In 2017 Donald Trump began his first presidential term and torpedoed the Obama-Rouhani accomplishment. He denounced the Iran nuclear deal in characteristic hyperbole as the worst deal in American history, withdrew the US from it, and imposed extensive sanctions on Iran.

The American betrayal discredited Rouhani’s foreign policy. Iran’s economy and currency cratered from the impact of sanctions. Massive liberal social protest that started in December 2025 was brutally crushed by government security forces.

Trump chose to take the road leading to war. The US and Israel have been attacking Iran with devastating airstrikes since February targeting government leadership, military sites and infrastructure. Iran has retaliated with airstrikes targeting American allies in the Persian Gulf region, merchant ships in the Strait of Hormuz, and Israel.

Trump advertised himself as dealmaker and peacemaker throughout his successful campaign for a second presidential term.

However, he lacks the diplomatic acumen that enabled Obama and Rouhani to achieve peaceful resolution of issues.

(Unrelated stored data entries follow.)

Issue #130, opened 2019-09-26
Consistency checks introduces spikes in the edges of the secondary energy distributions


jchsublet:
When processing the Fe56 from TENDL 2019, we found a potential problem in the way ACER corrects some data issues in the file while running the consistency checks.

The first issue is related to the epmax value determined by NJOY. Whenever the upper energy of the secondary energy distribution is larger than this value, consis will reset the energy values that are larger to be below this value and "renormalise" the pdf function associated to it. The normalisation does not appear to be correct as this leads to the introduction of artificial spikes in the energy distributions.

Whenever we change to secondary energy distributions to have an upper energy limit equal to the NJOY calculated epmax value, the distributions look as they should, as intended by the evaluator.

A second issue is also related to consis but cannot be corrected in the actual evaluation. ENDF rules (apparently) require MT5 crossections and other related data to begin at 1e-5 eV because the reaction Q value is zero and it is therefore not a threshold reaction. consis also changes the epmax (MF6 MT5 neutron production) given in the COM frame as it should to a LAB frame, but because the data is below the MT5 cutoff, the evaluator only put a dummy distribution here. In this case, it consists of a distribution at an incident energy of 1e-5 eV with secondary energies between 0 and 1e-5 eV. consis wants to change this last value in 9.648869e-6 eV. Suffice to say, this makes little sense.

This is the original TENDL 2019 file: 
[n-Fe056.tendl-19.txt](https://github.com/njoy/NJOY2016/files/3656623/n-Fe056.tendl-19.txt)
This is the corrected file using the epmax value from NJOY: 
[n-Fe056.tendl-19-c5.txt](https://github.com/njoy/NJOY2016/files/3656627/n-Fe056.tendl-19-c5.txt)

This are the input files we used to illustrate the problem:
[inFe056.txt](https://github.com/njoy/NJOY2016/files/3656613/inFe056.txt)
[inFe056c5.txt](https://github.com/njoy/NJOY2016/files/3656612/inFe056c5.txt)

These are the pdf graphs produced by acer for the original and corrected evaluations (after consis made its corrections), see page 57:
[Fe056chk.pdf](https://github.com/njoy/NJOY2016/files/3656631/Fe056chk.pdf)
[Fe056c5chk.pdf](https://github.com/njoy/NJOY2016/files/3656632/Fe056c5chk.pdf)

jlconlin:
[...]

PR #147, opened 2020-01-22
Fix/acer consis

whaeck:
This addresses issue #130 

This relates to changes made by the consistency checks when a checker acer run is requested. NJOY only rarely modifies data. It does so for secondary particle distributions that use LAW=4 (isotropic angular distribution and continuous tabulated energy distributions) or LAW=44 (Kalbach-Mann).

When the consis routine determines the maximum outgoing energy is too high compared to epmax, it sets the last value of the outgoing energy array to this value, and all values before it to monotonically increasing values that are lower than epmax. It then adjusts the pdf values to maintain the associated cdf. This often leads to the introduction of artificial spikes in the plots produced by acer.

This behaviour has now been modified. Whenever this problem is detected, the consis routine will now reset the first energy larger to epmax to a value slightly below it and adjust the pdf value so that the cdf value for this energy point is 1.0. All other energy points after this energy point along with their associated data is set to zero. The locators in the xss array are left unchanged.

Due to this new behaviour, and because the routine that writes the xss array does not check locators, the change routine was modified as well to verify consistency of the locators with the actual position in the xss array. Whenever the locator is inconsistent, it will either just advance to the locator (thus taking into account the gaps created by the consis routine) or issue an error when the locator points to a position lower than the current one.

The change routine was also simplified to improve its readability by adding subroutines to write a list of integers, a list of real numbers, a single integer and a single real number.

A large number of compiler warnings were also fixed in this pull request (mostly unused or uninitialised variables).

Test case 55 was added to properly test this for a LAW=44. Up to now, no case for LAW=4 has been found.

### DIFF
--- a/src/acefc.f90
+++ b/src/acefc.f90
@@ -53,7 +53,6 @@ module acefc
    ! File 6 parameters
    integer::ipnu,jpnu,nkk
    real(kr),allocatable,dimension(:)::e1456,p1456nu
-   !real(kr),allocatable,dimension(:)::p16456nu,p6456nu
    integer::nsix,n16
 
    ! particle production information (from common/ace8/)
@@ -817,8 +816,6 @@ contains
    integer,parameter::maxscr=2000
    real(kr),parameter::xmax=2.e7_kr
    real(kr),parameter::errlim=1.e-5_kr
-   !real(kr),parameter::stpmax=1.25e0_kr
-   !integer,parameter::nc=4
 
    !--initialize
    if (allocated(scr)) deallocate(scr)
@@ -1940,7 +1937,6 @@ contains
    character(60)::string
    real(kr)::dzap,test,zap,e1,e2,f,ei,ep,epn,ss,ff,dmu
    real(kr)::b(50)
-   !real(kr)::y,enext
    real(kr),dimension(:),allocatable::tab1
    real(kr),dimension(:),allocatable::scr
    integer,parameter::nwmaxn=65000
@@ -3869,7 +3865,6 @@ contains
    real(kr),dimension(:),allocatable::scr
    character(4)::blank='    '
    real(kr),parameter::etop=1.e10_kr
-   !real(kr),parameter::emax=2.e7_kr
    real(kr),parameter::zero=0
 
    !--set up size and storage, and assign i/o units
@@ -4526,7 +4521,6 @@ contains
    real(kr),dimension(:),allocatable::egn,egg
    real(kr),dimension(:),allocatable::ee,eb
    real(kr),dimension(:),allocatable::sig
-   !integer,parameter::maxsig=10000
    real(kr),parameter::elo=1.e-5_kr
    real(kr),parameter::ehi=2.e7_kr
    real(kr),parameter::zero=0
@@ -7002,7 +6996,6 @@ contains
    integer::ki,iso,ik3,ii1,ia,ll,intmu,nmu,imu,mus,npep,intep
    integer::last,nx,ix
    integer::jp,jpn,jpp
-   !integer::nxyz1,nxyz2,nxyz3,nxyz4
    real(kr)::test,eemx,yield,xnext,xx,yy,y,xn,eyl,gyl,en
    real(kr)::apsx,step1,step2,xl,pl,yn,pn,rn,sum,ee
    real(kr)::ep,e,bzro,sfe,sfo,bbi,fbarcm,delfcm,akal,rkal
@@ -7015,8 +7008,6 @@ contains
    integer,parameter::nwscr=18000
    real(kr),parameter::emev=1.e6_kr
    real(kr),parameter::small=1.e-30_kr
-   !real(kr),parameter::eps=.001e0_kr
-   !real(kr),parameter::tmin=1.e-6_kr
    real(kr),parameter::etop=1.e10_kr
    real(kr),parameter::up=1.00001e0_kr
    real(kr),parameter::elow=1.e-5_kr
@@ -17248,11 +17239,7 @@ contains
    integer::l,j,kf,n,i,ne,major,minor,it,nr1
    character(1)::qu=''''
    real(kr),parameter::big=1.0e10_kr
-   !real(kr),parameter::small=1.e-12_kr
-   !real(kr),parameter::ten=10.e0_kr
    real(kr),parameter::step=1.2e0_kr
-   !real(kr),parameter::zero=0
-   !real(kr),parameter::one=1.e0_kr
 
    !--set up the page for the total nubar curve
    xmin=big
@@ -17825,8 +17812,6 @@ contains
    real(kr)::xmin,xmax,ymin,ymax,xstep,ystep,x,y,decay,frac,xtag,ytag
    character(1)::qu=''''
    real(kr),parameter::big=1.0e10_kr
-   !real(kr),parameter::small=1.e-12_kr
-   !real(kr),parameter::ten=10.e0_kr
    real(kr),parameter::step=1.2e0_kr
    real(kr),parameter::scale=1.e2_kr
    real(kr),parameter::zero=0


whaeck:
@jlconlin If you don't have enough pull requests, here's another :-)

src/acefc.f90
```diff
@@ -4794,7 +4850,7 @@ subroutine acelod(nin,nedis,suff,matd,tempd,newfor,mcnpx,ismooth)
    use util ! repoz,dater,error,skiprz,sigfig
    use endf ! provides endf routines and variables
    ! externals
-   integer::nin,nedis,matd,newfor,mcnpx,ismooth
+   integer::nin,matd,newfor,mcnpx,ismooth
```
jlconlin: Do we need to include `suff` in this list? (I'm not a Fortran guy)

src/acefc.f90
```diff
@@ -12841,1193 +13011,806 @@ subroutine change(nout)
...
-               call typen(l,nout,1)
-               l=l+1
-               call typen(l,nout,2)
-               l=l+1
+               call write_integer(nout,l)            ! LP
+               call write_real(nout,l)               ! EG
 
             !--law 4 and law 44
+            ! this piece is NOT compatible with LAW=44 (need two additional
+            ! arrays for r and a), potential issue?
```
jlconlin: I don't know if we have test that exercises LAW=44. Why is this a problem?

src/acefc.f90
nathangibson14: `suff` is a `real`, declared on the line below.

jlconlin: So you are right `<feelingSheepish>` I don't know why I missed that earlier.

src/acefc.f90
```diff
@@ -14608,25 +14394,47 @@ subroutine consis
...
+                     if (nnew.ne.nn) then              ! move values if required
+                       do i=1,2
+                         do j=i*nnew+1,3*nn
+                           xss(loci+j)=xss(loci+j+ishift)
+                         enddo
+                       enddo
+                       do j=3*nnew+1,3*nn
+                         xss(loci+j)=0.0
+                       enddo
+                     endif
```
nathangibson14: Didn't work through the math here, but it certainly reads like the description of the changed algorithm you provided in the PR comment.  And it looks about as clean as could be expected, given you had to fit into what was in this file already.

src/acefc.f90
```diff
@@ -12841,1193 +13011,806 @@ subroutine change(nout)
...
+            call advance_to_locator(nout,l,yh)
             nyh=nint(xss(l))
-            call typen(l,nout,1)
-            l=l+1
-            do k=1,nyh
-               call typen(l,nout,1)
-               l=l+1
-            enddo
+            call write_integer(nout,l)            ! NYP
+            call write_integer_list(nout,l,nyh)   ! MTY (NYP values)
```
nathangibson14: It was hard not to fall asleep looking at these repetitive changes.  Props to you for working through all of them (potentially without falling asleep yourself)!

src/acefc.f90
```diff
@@ -14719,25 +14522,50 @@ subroutine consis
...
+                     do j=nnew+1,nn                    ! expunge points above
+                       xss(loci+j)=0.0                 ! Eprime
+                       xss(loci+j+nn)=0.0              ! pdf
+                       xss(loci+j+2*nn)=0.0            ! cdf
+                       xss(loci+j+3*nn)=0.0            ! precompound fraction
+                       xss(loci+j+4*nn)=0.0            ! slope
                      enddo
+                     if (nnew.ne.nn) then              ! move values if required
+                       do i=1,4
+                         do j=i*nnew+1,5*nn
```
nathangibson14: Doesn't this upper limit only need to go to `i*nn`?  Aren't you copying junk from above the limit of this dataset here, then zeroing it out later?

src/acefc.f90
```diff
@@ -12841,1193 +13011,806 @@ subroutine change(nout)
...
+      rlocator=l
+      call write_integer_list(nout,l,ntr)
 
       !--sig block
-      l=sig
+      call advance_to_locator(nout,l,sig)
       do i=1,ntr
-         call typen(l,nout,1)
-         l=l+1
+         call advance_to_locator(nout,l,sig+nint(xss(rlocator))-1) ! sig=jxs(7)
```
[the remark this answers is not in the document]
whaeck: With the change in consis, it is possible that the xss array has a "gap" in them when we expunge them. To solve this, I decided to verify the locators in the xss arrays since the original code here assumed that the entire xss array was continuous (i.e. no gaps). By not doing this check, the start of a gap in the xss array would have been interpreted as the beginning of a new set of data. Since only doing this where I introduced gaps was a bad idea, I decided to perform thes checks for the entire xss array.

src/acefc.f90
whaeck: You have no idea how many times I verified myself to be sure not to screw this up.

nathangibson14: I'm glad, because I have no faith in my review of these, haha.

src/acefc.f90
```diff
@@ -7230,18 +7291,18 @@ subroutine acelf6(next,i,matd,mt,q,iza,izai,nin,newfor,ismooth)
...
-      xss(next+n)=xl
-      xss(next+nn+n)=pl
-      xss(next+2*nn+n)=yn
-      xx=elow
-      do while (xx.lt.test1)
+      xss(next+n)=xl       ! values between zero and one, Eout/E^i_max
+      xss(next+nn+n)=pl    ! probability
+      xss(next+2*nn+n)=yn  ! cumulative probability
+      xx=elow              ! 1e-5
+      do while (xx.lt.test1)  ! as long as xx is smaller than 0.99999
```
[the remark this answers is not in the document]
whaeck: True, these are comments I added trying to understand the code.

src/acefc.f90
whaeck: According to the ACE specifications, there is supposed to be a difference.

src/acefc.f90
whaeck: Yes. But it feels safer to it this way. The xss array we're changing essentially looks like this:
```
x1 x2 x3 y1 y2 y3 z1 z2 z3 f1 f2 f3 g1 g2 g3
```
And we want to make it look like this:
```
x1 x2y1 y2 z1 z2 f1 f2 g1 g2 0 0 0 0 0
```
So, the first time I go through this, the xss array will be:
```
x1 x2 y1 y2 y3 z1 z2 z3 f1 f2 f3 g1 g2 g3 g3
```
The second time:
```
x1 x2 y1 y2 z1 z2 z3 f1 f2 f3 g1 g2 g3 g3 g3
```
and so on.

src/acefc.f90
whaeck: I actually found an error in one of the tests because of this (I had lots of print outs to the screen). One test runs multiple ace files and there appeared to be junk in it because the array was not erased at the end of each run. The locator check was going ballistic over it.

whaeck:
@nathangibson14 The reason why we go from the old treatment in consis to the new treatment was to clean up some of the graphs we were producing. If you had 2 eprime points that were above the calculated epmax (let's say this is 1e-10 MeV), njoy set the last two eprimes to 9.999999999998e-11 and 9.999999999999e-11 (give or take a few 9s). The delta E for these bins is so small that the probability explodes. As a result, the graph only shows spikes. See #130 for an example.

src/acefc.f90
nathangibson14: I'm not worried about the number of flops, although my suggestion would save a few.  But what I am concerned about is what happens when `j=5*nn`.  Your first pass would actually result in:
` x1 x2 y1 y2 y3 z1 z2 z3 f1 f2 f3 g1 g2 g3 JUNK `
Subsequent passes would increase the number of `JUNK` values.

But fortunately, `xss` is bigger than this dataset, so chances of segfaulting are minimal.

nathangibson14:
Aha, I see what I was missing.  The `sigfig` routine is changing the value from `epmax`.  And to be clear, this shouldn't meaningfully change the values produced in downstream calculations sampling, it just makes prettier plots.  I'm happy with that.

whaeck:
One could say it is a cosmetic change with a little more changes behind it ;-)

It did allow me to write up the remainder of the continuous energy ACE specification, maybe I should do that pull request next.

jlconlin:
Do we know if @jchsublet has had a chance to try this and whether or not it fixes issue #130

jchsublet:
@whaeck @jlconlin yes you should know that jchsublet tested parts of this branch as he unadvertantly use it as is njoy2016.53 code when released see my last comment on #130. Having said that I'll be happy to test any other release when it occurs or even a test one

p.s. your timeline is too long between bug report and correction to be efficient

jlconlin:
Thanks @jchsublet We need to get better at speeding up.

When coercive diplomacy failed to secure Iranian submission to his demands, Trump chose war to force submission.

Palestinian, Israeli and Iranian civilians have suffered greatly from war since 2023. University of Otago professor Graham Redding poignantly reminded us in a recent ODT column (16.3.26): ‘‘War is always, at best, a tragedy, at worst, a catastrophic failure of human community’’.

  • Richard Byrne is a retired professor of government and history at the University of Maryland Global Campus, now resident in Dunedin.